Karr has warned against measures like the JCPA and the new Canadian law. He noted Friday that "Free Press is no fan of big social media companies and we spend a good portion of our time advocating against a lot of the things that companies like Facebook, Twitter, and Google do."
"But it feels to me oftentimes that the impetus of the support for the bargaining code bills in Australia, Canada, and the United States is merely to punish Big Tech—and, of course, there are things that Big Tech does that deserve to be punished, but the real goal here is not punishing Big Tech," he stressed. "It is helping save public interest news and information... creating a model that subsidizes the type of news production, local news in particular, accountability journalism, that has gone missing as a result of the implosion of the news industry."
It is no longer "economically viable for local newspapers to operate on the model that they've been operating on for the last century," Karr told Common Dreams. "Unless we take a serious look at the shifting economics of news production and create legislation meant to address that, we're going to just be kind of bailing water out of a sinking ship." However, he argued, advocates of bargaining bills "aren't really giving a great deal of thought to what the future of journalism requires."
With the Australian code, "there isn't a lot of transparency" regarding negotiations, because it's not legally mandated, and "Google and Facebook initially struck deals with some of the consolidated outlets there," he explained. The approach pursued by Australia and Canada "favors large and often very profitable news organizations while disadvantaging smaller news organizations that might be serving minority communities or other niche populations."
It also creates "this kind of clickbait gold rush where you have outlets just trying to put items in social media that generate a lot of clicks and a lot of traffic so that they can go back to these platforms and ask for a lot of money," he warned.
Australia and Canada's laws advanced in part because "legacy media outlets have been very aggressive in lobbying... because they know it just lines their pockets," Karr said. "That's been our main complaint about the JCPA and other bargaining code bills, is that they're the wrong solution... to the crisis in journalism. In fact, they kind of ignore the crisis."

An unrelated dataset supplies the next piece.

PR #9158, opened 2026-08-01
fix: route well-known discovery endpoints through configured Registry…

### LINKED ISSUE #9098: fix(mcp): use the configured Registry client for well-known discovery tools
## Problem

`RegistryService` creates a configured Registry SDK client with URL normalization, retry, OAuth2, trust-store, key-store/mTLS, trust-all, and hostname-verification settings in `RegistryService.java` lines 46–153.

Passing such policies not only fails to address problems such as news deserts, "it actually sets us back because... lawmakers have limited bandwidth for all of the issues that they have to deal with," he argued. Because "there is a political desire to do something about these very powerful tech companies," these measures allow lawmakers "to check that box while at the same time saying that they're doing something to help save journalism."
One alternative is creating an independent fund for public interest journalism. For the United States specifically, "Free Press has proposed an ad tax that would be levied on online advertising revenues," Karr detailed Thursday at Tech Policy Press. "A 1% tax would generate around $2 billion annually—which would fund a public interest media endowment that would place a premium on funding civic engagement and accountability journalism over clickbait and disinformation."
"Unlike the JCPA, it wouldn't rely on a convoluted bargaining code that's built on a false understanding of the news business," he wrote. "Instead, this approach recognizes the actual economics of news, treats journalism as a public good, and creates a structure through which funds actually support the production and distribution of news and information that are needed most."